PR #371, opened 2016-09-20
Update Travis CI

pllim:
Update Travis CI:

* Pin Qt4 to fix Sphinx build failure.
* Remove Python 3.4 from test (2.7 and 3.5 alone should be sufficient).
* Remove Numpy 1.7 and 1.8 tests, and replaced them with Numpy 1.9 and 1.10 tests with Python 3.
* Now that Astropy 1.2 is released, added stable Astropy back to tests.
* Added conda channels to accommodate for an upcoming `ci-helpers` change.
* Added PEP8 test and allow it to fail. This is useful if you want to clean up the code in the future.

### DIFF
--- a/.travis.yml
+++ b/.travis.yml
@@ -2,7 +2,6 @@ language: python
 
 python:
     - 2.7
-    - 3.4
     - 3.5
 
 # Setting sudo to false opts in to Travis-CI container-based builds.
@@ -26,15 +25,17 @@ env:
         # overidden underneath. They are defined here in order to save having
         # to repeat them for all configurations.
         - NUMPY_VERSION=stable
+        - ASTROPY_VERSION=stable
         - SETUP_CMD='test'
         - PIP_DEPENDENCIES=''
+        - MAIN_CMD='python setup.py'
         # *** TODO: We should test the various GUI toolkits that ginga supports
         # on travis-ci ... probably one build for Python 2 / 3 and each toolkit
         # https://ginga.readthedocs.io/en/latest/install.html#dependences
-        - CONDA_DEPENDENCIES='pyqt'
-        # Use dev version until astropy/astropy#4748 is in stable version (1.2)
-        #- ASTROPY_VERSION=stable
-        - ASTROPY_VERSION=development
+        - CONDA_DEPENDENCIES='pyqt qt=4'
+        # Conda channels now need to be explicitly listed, ci-helpers won't
+        # add astropy and astropy-ci-extras by default.
+        - CONDA_CHANNELS='astropy-ci-extras astropy'
 
     matrix:
         # Make sure that egg_info works without dependencies
@@ -43,6 +44,10 @@ env:
         - SETUP_CMD='test'
 
 matrix:
+
+    # Don't wait for allowed failures
+    fast_finish: true
+
     include:
 
         # Do a coverage test in Python 2.
@@ -59,10 +64,12 @@ matrix:
 
         # Try Astropy development version
         # NOTE: Uncomment this if global version is stable, not dev
-        #- python: 2.7
-        #  env: ASTROPY_VERSION=development
-        #- python: 3.5
-        #  env: ASTROPY_VERSION=development
+        - python: 2.7
+          env: ASTROPY_VERSION=development
+        - python: 3.5
+          env: ASTROPY_VERSION=development
+
+        # Try Astropy LTS version (disabled for now)
         #- python: 2.7
         #  env: ASTROPY_VERSION=lts
         #- python: 3.5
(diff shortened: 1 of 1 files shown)


pllim:
@ejeschke , did you disable the Travis CI hook? I don't see the CI kicking off on some recent PRs.

pllim:
Anyway, the build passed in my own branch, see https://travis-ci.org/pllim/ginga/builds/161346137 .

ejeschke:
@pllim, this looks like a really useful set of fixes, thanks!  Question though: are you removing the numpy 1.7 and 1.8 tests just because those versions are "long in the tooth"?  Ginga suggests a minimum version of 1.7 for numpy, but of course I'm happy to raise the required version if there are important efficiency improvements or bug fixes.

pllim:
@ejeschke , removing the versions does not mean they are no longer supported. It simply means they are not tested. I thought comparing 1.9 and 1.10 against both Python 2 and 3 is more useful than comparing 1.7-1.10 for Python 2 only. I can certainly revert that change if you want.

ejeschke:
I see.  numpy does not have python 3 support for any version less than 1.9?  Then that makes a lot of sense.  There are too many combinations to spend a lot of time testing/supporting old versions.  I wonder if I should bump up the requirement to 1.9?

ejeschke:
Merging.

pllim:
@ejeschke , numpy has been supporting Python 3 since 1.5 (according to https://www.scipy.org/scipylib/faq.html#do-numpy-and-scipy-support-python-3-x). It was just my attempt keep the same amount of tests.

pllim:
> I wonder if I should bump up the requirement to 1.9?

IMHO, not until Astropy does, since Ginga is an affiliated package. Otherwise, people will ask why they cannot run Ginga anymore under older Numpy version while Astropy works fine.

ejeschke:
ok, good to know.  There is a bit if a trade off in raising the minimum requirements. On one hand, ginga works perfectly fine with numpy 1.7 and there are some users with "old environments"--implementations they can't upgrade because of other dependencies that are pinned. And then there are the users that are semi-frequently updating to the newer versions.  Sort of want to be able to support both.

I guess I will keep the requirement at >=1.7 for now.

ejeschke:
I just logged in to readthedocs.  It looks like builds are kicking off regularly.  Try forcing a reload in the browser.

pllim:
@ejeschke , Travis CI hook is not the same as RTD hook. When someone submits a PR or a new commit to an existing PR, Travis CI for Ginga is supposed to run the test suite and report success/failure. I don't see that happening anymore.

ejeschke:
Yay, Travis is fixed!

ejeschke:
> When someone submits a PR or a new commit to an existing PR, Travis CI for Ginga is supposed to run the test suite and report success/failure. I don't see that happening anymore.

Hmm, well I am certainly getting reports from Travis.  That's how I knew that the build was failing after merging the upgrade to astropy-helpers.

ejeschke:
And just now it mailed me that the build is fixed.

pllim:
Maybe you disabled Travis CI from running for pull requests? I don't see any Travis CI report for pull requests lately. Used to work.

ejeschke:
I don't think so, unless the defaults have changed with the new Github upgrades.  Do you happen to know where that setting is?

pllim:
Should be `Settings -> Integrations & Services -> Services -> Travis CI -> Edit`

pllim:
Or I think you should be able to access the settings directly at https://travis-ci.org/ejeschke/ginga/settings

pllim:
"Build pushes" and "Build pull requests" should be ON.

ejeschke:
Thanks, they are both on.

ejeschke:
As is were on, and are still on.

pllim:
That is weird. If you look at Ginga PRs that are active, anything after #367 has no "check mark" next to it.

ejeschke:
@pllim, question about the PEP-8 check: as you know, Ginga does include support for Qt, which has a camel case (non PEP8) API.  Is it possible to configure the check to avoid certain files?  I think there may be additional libraries that Ginga uses that may also have this issue.  I don't have any problem fixing up Ginga's methods, although I want to provide the old bindings (clearly marked for future deprecation) for calls that users are very possibly or likely to have included in their plugins or other code.

ejeschke:
Hmm, when I look [here](https://travis-ci.org/ejeschke/ginga/pull_requests) it shows check marks next to other people's builds (if I understand correctly).

pllim:
@ejeschke 

Very odd, why does Travis CI not report the result back in the actual PR?

Also according to http://pep8.readthedocs.io/en/latest/advanced.html, you can ignore certain error codes. But I am not sure about skipping certain files... Maybe @bsipocz knows how?

ejeschke:
> Very odd, why does Travis CI not report the result back in the actual PR?

Maybe that is part of the new changes?  They did make some significant changes to PR review.

pllim:
I don't see such a change over at Astropy. If you look at https://github.com/astropy/astropy/pulls , even the newest PR has the result reported as check marks or crosses.

ejeschke:
The mystery deepens...

pllim:
@ejeschke , when you look at `Settings -> Integrations & Services -> Services -> Travis CI -> Edit`, is the box for "Active" (at the bottom) checked?

ejeschke:
Yes, it shows "Active' (checked) "We will run this service when an event is triggered."

ejeschke:
And I think the page I linked to above shows that indeed the builds are happening for PRs.  The question is why they don't show the status in the PR page.  Maybe there is a setting for that in the PR settings?

pllim:
I am never aware of a specific setting to *disable* reporting of test status on a PR. Perhaps it is time to contact Travis CI support...

pllim:
@ejeschke , I think the problem fixed itself! I can see the test kicking off on PR page for your latest commits into #370. :tada:

ejeschke:
Hmm, but that was me merging, right?  Shouldn't you see something when you post a PR?  I wonder if the build breaks, maybe they disable reporting on the PR page until the build is successful again for a few cycles?

pllim:
@ejeschke not sure. Might just be a temporary glitch from the service provider. We'll see.

Issue #257, opened 2015-12-17
Sorting by numbers with TreeView


pllim:
`TreeView` does not sort numeric column properly because it internally stores the numbers as strings. I tried passing in numbers in `set_tree()` but that didn't work. Also tried padding them with leading spaces or filler characters, also didn't work.

How do I fix this?

![screenshot](https://cloud.githubusercontent.com/assets/2090236/11883963/6fd42eb8-a4e4-11e5-9637-387221d6e1ad.png)

ejeschke:
I discovered that also just a couple days ago.  And I really need numerical sorting.  Currently looking into this as a priority issue as it downgraded one of our applications.  Will keep you posted here.

pllim:
Okay, thank you!

pllim:
@ejeschke , any update on this? Just wondering.

ejeschke:
Not yet.  Are you going to PiA2016?  Might be one of the sprints to fix it.

letyrodridc:
Hi, I'm starting my GSoC PR. Can I take a look to this?

ejeschke:
@letyrodridc, sounds good!

Pointers:
1. You are going to want to fix the `ginga.qtw.Widgets` module (and then the other widgets can follow the same solution--see below)--look for the `TreeView` class
2. The key to solving this for all widget sets is changing the `shadow` type from a `dict` to an `OrderedDict`, and being able to sort the ordered dict, which can be arbitrarily nested.
3. You then change the click events to sort the shadow dict and simply rebuild the table.

[Here](http://stackoverflow.com/questions/4110665/sort-nested-dictionary-by-value-and-remainder-by-another-value-in-python) and [here](http://stackoverflow.com/questions/11753660/sorting-python-dictionary-based-on-nested-dictionary-values) are a couple of links on sorting dictionaries that may give you a start.

I'd suggest starting by solving the problem of sorting an arbitrarily nested ordered dictionary, which is a nice little self-contained problem.

ejeschke:
@pllim, jump in if you have other suggestions!

pllim:
[...]

PR #378, opened 2016-09-27
Move table units to main header

pllim:
Moved table units to main header. Updated screenshot and doc. This is a follow-up of #370. @ejeschke , what do you think? I think this is a cleaner way to display column units.

Side note: Table sorting in general is still affected by #257 as it uses `TreeView` for display. For example, sorting by flux column does not really sort the flux values properly.

New display (also in doc):
multidim-plugin-table

When table has masked data (this is explained in doc as text):
screenshot

Note: The reason masked data is "--" instead of 999999 is reported at astropy/astropy#5363.


pllim:
The second commit replaces the "--" data with 999999 to be consistent with how FITS works:
screenshot-1

ejeschke:
@pllim, I think this is cleaner, and less likely to confuse the header with data.

ejeschke:
Do you want to work on this further, or shall I merge?  The table viewer is your initiative, really.

pllim:
You can merge it. Thanks!

PR #380, opened 2016-09-29
New PlotTable plugin to plot table data

### LINKED ISSUE #379: Plot table data
Now that we have a table viewer (#370), the next logical thing to do is to enable some sort of basic plotting. For example, user starts a plugin for such a plot, select a column for X axis, then another for Y axis, and a plot would show up in the plugin. This would be useful to visualize spectrum data (wavelength vs flux).

This is just an idea. Personally, I just read the table in and plot it with `matplotlib` from within a Python session. But I can see that some users who are not Python-savvy might like such a thing.

If this is out of scope, feel free to close.

pllim:
Added a new `PlotTable` plugin. Also, some minor PEP8 clean up of `main.py`.

Fixes #379.


pllim:
@ejeschke , this is now ready for review. I tested it locally and seems to work.

ejeschke:
Taking a look at this today

ejeschke:
This looks great!  Useful right out of the box for quick look type plots.

ginga/main.py
```diff
@@ -292,10 +297,10 @@ def main(self, options, args):
 
         if toolkit == 'choose':
             try:
-                from ginga.qtw import QtHelp
+                from ginga.qtw import QtHelp  # noqa
```
ejeschke: what is "noqa" ?

ejeschke: Looks good to me.

ejeschke:
Shall I merge, or do you want to add anything else right now?

ginga/main.py
pllim: It's just an incantation to tell the PEP8 checker that I know it's not PEP8 compliant and stop complaining. :)

pllim: Technically it's really flake8 that's complaining. In this case, about unused import.

pllim:
@ejeschke, I am done with this PR. Thanks!

PR #383, opened 2016-10-04
Change HTML theme back to RTD and added a logo on sidebar.

pllim:
As part of #313, the HTML theme was changed to Astropy theme, but I find its sidebar not very useful for how Ginga's doc is nested. So, this PR changes the theme back to RTD.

§ WHAT THIS TASK INVOLVES:
In the material above, transcribe exactly the lines beginning at the one with "This is just" and ending at the one with "Taking a look at this today", both included.

§ TASK RESULT:
This is just an idea. Personally, I just read the table in and plot it with `matplotlib` from within a Python session. But I can see that some users who are not Python-savvy might like such a thing.

If this is out of scope, feel free to close.

pllim:
Added a new `PlotTable` plugin. Also, some minor PEP8 clean up of `main.py`.

Fixes #379.


pllim:
@ejeschke , this is now ready for review. I tested it locally and seems to work.

ejeschke:
Taking a look at this today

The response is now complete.